What an extremely peculiar book Susan Cooper’s Silver on the Tree is.
It has some very wonderful and haunting episodes, both scary and moving. And yet many of those are embedded in a long section with a peculiarly metafictional bent that I can’t get a handle on, that doesn’t quite seem to fit, but that my thoughts always slide off of as though it were a dream.
Then, on one hand, it rests the penultimate development on mortal choice and judgment. On the other hand, it rests the ultimate development on plot tokens taken to the logical but idiotic conclusion.
And that doesn’t even mention the very ending, which sends many people I know into frothing rages. (Or the unanswered questions of why the Drews, or why the huge privileging of Great Britain in the fight against the Dark, or why the very odd treatment of women in the book . . . )
Color me baffled.
…Yeah. I adore these books and always have since I read them in fourth grade, but Silver on the Tree especially is a weird collection of (as you say) the wonderful and the rage-inducing (count me in as one of the objectors to the very ending, though I’ve decided to look at it as another example of the Light being annoyingly “we know what’s best for you!!”).
I would have fewer problems with Great Britain’s privileged standpoint if she hadn’t taken such care to point out that the Old Ones spanned the entire world.

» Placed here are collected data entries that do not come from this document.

PR #16182, opened 2021-12-01
[Messenger] Fix example config

shafan:
The reset_on_message config is in messenger and not in async.


BahmanMehrdad (approved):

javiereguiluz:
Good catch Pierre! Thanks and congrats on your first Symfony Docs contribution!

PR #16189, opened 2021-12-02
[Setup] Fix references of previous version

misaert:
Hi,

There were still references to the wrong previous version: `4` instead of `5`.


javiereguiluz:
Thank you Mickaël.

PR #16190, opened 2021-12-02
[Setup] PHP 8.1 is the last release

alexislefebvre:
The text was saying:

> Before creating your first Symfony application you must:
> 
> - Install **PHP 8.0.2** or higher […]
>   - Note that all newer, released versions of PHP will be supported during the lifetime of each Symfony release (including new major versions). For example, **PHP 8.0** is supported.

(emphasis mine)

I found it strange.


javiereguiluz:
Thank you Alexis.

I didn’t actually think the treatment of women was particularly odd for its time — there aren’t many of them, and they don’t really get to do a whole lot, but neither are there in LOTR or the (early) Earthsea books. The Rider, um, subplot in SotT is just plain weird, but it’s not the first time the Light has been entirely confused by who is and is not a high-ranking Dark operative (e.g., both the first and third books).
Like Truepenny, it’s the contrast to _Greenwitch_ particularly that bugs me–Cooper could do more and better than here.

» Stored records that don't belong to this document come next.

PR #16191, opened 2021-12-03
Update doctrine.rst

guillaumebdx:
Since 5.4, documentation inject ManagerRegistry but kept Doctrine\ORM\EntityManagerInterface in uses.


OskarStark:
We upmerge #16292 after merge, it is enough to only target the lowest maintained branch 👍🏻

Thanks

Plot tokens: absolutely. I was really shocked when I found that this battle of apparently cosmic scale turned entirely on who was in possession of a particular tree at a particular moment of time. J.K. Rowling gets criticised a lot for her use of plot tokens, but it seems to me that what she does with them is a lot more meaningful and more rooted in the story than what Cooper does, even though Cooper’s world as a whole is richer and deeper.

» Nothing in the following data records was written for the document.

PR #16195, opened 2021-12-05
Add functional test chapter to mailer

### LINKED ISSUE #14397: [Mailer] documentation misses how to do functional testing
In the documentation there is no section about functional testing: https://symfony.com/doc/current/mailer.html
In the swifmailer documentation there is a chapter about it: https://symfony.com/doc/current/email.html

It would be really useful, as I first tried to reverse engineer a solution based on the profiler, before I found the mailer assertions in the framework bundle.

If https://symfony.com/doc/current/mailer.html is the correct place to document this, I would write a short chapter based on information found here: 
- https://symfony.com/blog/new-in-symfony-4-4-phpunit-assertions-for-email-messages
- https://symfony.com/doc/current/testing/functional_tests_assertions.html#mailer 
- https://github.com/symfony/framework-bundle/blob/5.x/Test/MailerAssertionsTrait.php

Am I on the right track? If yes, I will prepare a MR.

famoser:
Formulation largely from https://symfony.com/doc/4.4/email.html#how-to-test-that-an-email-is-sent-in-a-functional-test
Simple example which showcases the "global" methods like `assertEmailCount` and the e-mail specific assertions.
Taken from actual code in use, so should be close to what user wants to accomplish.

Targets the 4.4 branch as described in the docs.
Resolves #14397

### DIFF
--- a/mailer.rst
+++ b/mailer.rst
@@ -1121,6 +1121,37 @@ a specific address, instead of the *real* address:
             ],
         ]);
 
+Write a Functional Test
+~~~~~~~~~~~~~~~~~~~~~~~
+
+To functionally test that an email was sent, and even assert the email content or headers,
+you can use the built in assertions::
+
+    // tests/Controller/MailControllerTest.php
+    namespace App\Tests\Controller;
+
+    use Symfony\Bundle\FrameworkBundle\Test\MailerAssertionsTrait;
+    use Symfony\Bundle\FrameworkBundle\Test\WebTestCase;
+
+    class MailControllerTest extends WebTestCase
+    {
+        use MailerAssertionsTrait;
+
+        public function testMailIsSentAndContentIsOk()
+        {
+            $client = $this->createClient();
+            $client->request('GET', '/mail/send');
+            $this->assertResponseIsSuccessful();
+
+            $this->assertEmailCount(1);
+
+            $email = $this->getMailerMessage();
+
+            $this->assertEmailHtmlBodyContains($email, 'Welcome');
+            $this->assertEmailTextBodyContains($email, 'Welcome');
+        }
+    }
+
 .. _`high availability`: https://en.wikipedia.org/wiki/High_availability
 .. _`load balancing`: https://en.wikipedia.org/wiki/Load_balancing_(computing)
 .. _`download the foundation-emails.css file`: https://github.com/foundation/foundation-emails/blob/develop/dist/foundation-emails.css


famoser:
The failing build is due to failing:

```
git clone -b 4.4 --depth 5 --single-branch https://github.com/symfony-tools/symfony-application.git _sf_app
cd _sf_app/
composer update
```

The problem is that `composer update` installs symfony@6.0 but then the deprecated `Symfony\Component\Routing\RouteCollectionBuilder` is still used in `src/Kernel.php`. Note that https://github.com/symfony-tools/symfony-application/blob/4.4/composer.json uses wildcards for symfony dependencies.

famoser:
This can be solved either here or upstream.

## Here
```
composer update --no-scripts # prevent the failing cache:clear command to run
composer recipes:install symfony/framework-bundle --force # path Kernel.php
rm -rf vendor/ # remove deps again
composer update # now proceed as before
```
(note: not removing the vendor directory downgrades the dependencies back to `^4.4`. Not seeing why though at the moment.)

## Upstream

I think it would be cleaner to solve it upstream: Specify the symfony dependency in composer json: https://github.com/symfony-tools/symfony-application/blob/4.4/composer.json. For example, specify `"symfony/framework-bundle": "^4.4"` on branch 4.4. I'll ping the author @Nyholm who probably knows why it is not done that way at the moment.

Nyholm:
You are correct. Branch 4.4 on https://github.com/symfony-tools/symfony-application should install only version 4.4 of all symfony packages. Feel free to prepare a PR and I'll make sure to fix this ASAP.

Nyholm:
Could we rerun the CI?

Either docs team restart it or @famoser runs: 
```
git commit --allow-empty  -m "Trigger CI" 
git push
```

famoser:
Done, thanks for your help!

I see that all PR from the last three days look stuck from the same issue we have just fixed. It might be quicker if the doc team could restart for all of them, rather than each one makes its own empty commit.

Nyholm:
I've notified the doc team. 

Thank you for testing and confirming that it works.

mailer.rst
```diff
@@ -1120,6 +1120,39 @@ a specific address, instead of the *real* address:
...
+Functional Test
+~~~~~~~~~~~~~~~~~~
+
+To functionally test that an email was sent, and even assert the email content or headers, you can use the built in assertions.
+
+.. configuration-block::
+
+    .. code-block:: php
+    	
+        // tests/Controller/MailControllerTest.php
```
Nyholm: It is not "configuration-block". So that should be removed. We can also use the shortcut to create code block. 

```suggestion
To functionally test that an email was sent, and even assert the email content or headers, you can use the built in assertions.::
    	
    // tests/Controller/MailControllerTest.php
```

Note that we need to fix the indentation on all remaining rows.

Nyholm (changes requested):
I like this PR. Well done!

There is just some syntax fixes. 

PS. I know that if we asks the docs team nicely they will do syntax fixes for us.

Nyholm (approved):
Awesome!
Thank you @famoser for making this PR and to debugging and fixing the CI.

OskarStark (approved):

OskarStark:
Thank you very much, I appreciate your contribution and congratulations on your first contribution to the Symfony documentation :tada: I made some minor adjustements while merging your PR :+1:

Nyholm:
Wohoo!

Importance of Great Britain: because of the tree? Once there is one important magical thing or place or whatever in a country, it’s not wholly unreasonable that others would then gather there.
The Drews: I suspect they are meant to be random. They are ‘three from the track’; they represent ordinary people.
I have a strong sense that she hadn’t really worked out the end in advance; not only does the tree pop up from nowhere, but one might expect to have heard of the White Rider earlier – the gap between her appearing and her being unmasked isn’t long enough to be really effective. I wonder if she (Cooper, not the White Rider) had originally planned to write one book for each plot token and one for the final battle, and then Greemwitch happened, changing the schedule and forcing her to finish in a rush.
Another Andrew: I’m not sure if the tree is sufficient to explain it, since it’s only accessible that one time and the Rising in Arthur’s time, for instance, doesn’t seem to have anything to do with it.
Excellent point about the pacing, and I don’t know.